## Task details:
Only one number is wanted: the count of lines in the records below that hold the word "requests".

## Data section:
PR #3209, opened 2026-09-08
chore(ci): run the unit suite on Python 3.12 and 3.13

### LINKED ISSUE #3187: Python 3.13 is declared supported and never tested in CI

--

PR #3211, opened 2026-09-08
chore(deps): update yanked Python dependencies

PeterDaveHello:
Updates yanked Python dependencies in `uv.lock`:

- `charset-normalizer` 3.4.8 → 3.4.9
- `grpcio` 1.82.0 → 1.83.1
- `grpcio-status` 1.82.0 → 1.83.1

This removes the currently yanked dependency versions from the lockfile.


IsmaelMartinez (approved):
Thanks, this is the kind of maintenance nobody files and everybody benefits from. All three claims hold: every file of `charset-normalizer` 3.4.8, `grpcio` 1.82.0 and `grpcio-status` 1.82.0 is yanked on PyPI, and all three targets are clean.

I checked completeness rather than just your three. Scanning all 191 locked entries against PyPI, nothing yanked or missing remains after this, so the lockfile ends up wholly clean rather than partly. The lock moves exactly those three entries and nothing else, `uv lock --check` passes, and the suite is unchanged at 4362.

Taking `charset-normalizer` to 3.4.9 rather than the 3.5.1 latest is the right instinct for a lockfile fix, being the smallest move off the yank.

---

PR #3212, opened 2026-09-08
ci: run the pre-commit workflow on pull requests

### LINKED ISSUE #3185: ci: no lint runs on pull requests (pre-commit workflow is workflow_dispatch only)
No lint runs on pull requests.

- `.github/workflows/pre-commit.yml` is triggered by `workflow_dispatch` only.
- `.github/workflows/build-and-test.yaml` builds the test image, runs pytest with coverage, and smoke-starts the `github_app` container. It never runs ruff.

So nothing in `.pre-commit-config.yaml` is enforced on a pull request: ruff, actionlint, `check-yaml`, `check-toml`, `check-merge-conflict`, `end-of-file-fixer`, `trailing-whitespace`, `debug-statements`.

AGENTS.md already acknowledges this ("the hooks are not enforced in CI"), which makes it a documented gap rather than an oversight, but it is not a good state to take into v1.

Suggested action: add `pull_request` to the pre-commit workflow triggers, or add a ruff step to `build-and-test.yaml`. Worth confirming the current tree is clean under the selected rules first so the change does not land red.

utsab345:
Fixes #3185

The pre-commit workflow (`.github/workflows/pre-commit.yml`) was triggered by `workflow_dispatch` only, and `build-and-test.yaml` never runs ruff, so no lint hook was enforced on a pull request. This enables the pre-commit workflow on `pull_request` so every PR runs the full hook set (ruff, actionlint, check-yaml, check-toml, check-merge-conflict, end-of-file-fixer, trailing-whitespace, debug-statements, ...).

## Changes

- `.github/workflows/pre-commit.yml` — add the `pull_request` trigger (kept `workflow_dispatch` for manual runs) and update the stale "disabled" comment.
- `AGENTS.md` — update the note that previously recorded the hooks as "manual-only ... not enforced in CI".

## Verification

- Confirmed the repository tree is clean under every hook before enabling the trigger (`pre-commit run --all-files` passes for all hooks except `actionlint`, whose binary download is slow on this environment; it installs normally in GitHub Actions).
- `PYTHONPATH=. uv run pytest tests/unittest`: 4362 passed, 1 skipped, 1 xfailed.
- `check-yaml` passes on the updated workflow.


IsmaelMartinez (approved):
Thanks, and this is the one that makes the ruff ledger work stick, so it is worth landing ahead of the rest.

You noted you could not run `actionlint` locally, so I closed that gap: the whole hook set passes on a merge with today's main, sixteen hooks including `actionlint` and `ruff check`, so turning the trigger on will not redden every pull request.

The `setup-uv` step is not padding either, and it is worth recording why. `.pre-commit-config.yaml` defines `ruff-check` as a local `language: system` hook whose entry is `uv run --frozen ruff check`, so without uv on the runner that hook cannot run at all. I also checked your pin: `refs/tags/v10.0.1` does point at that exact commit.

## Response to the task:
3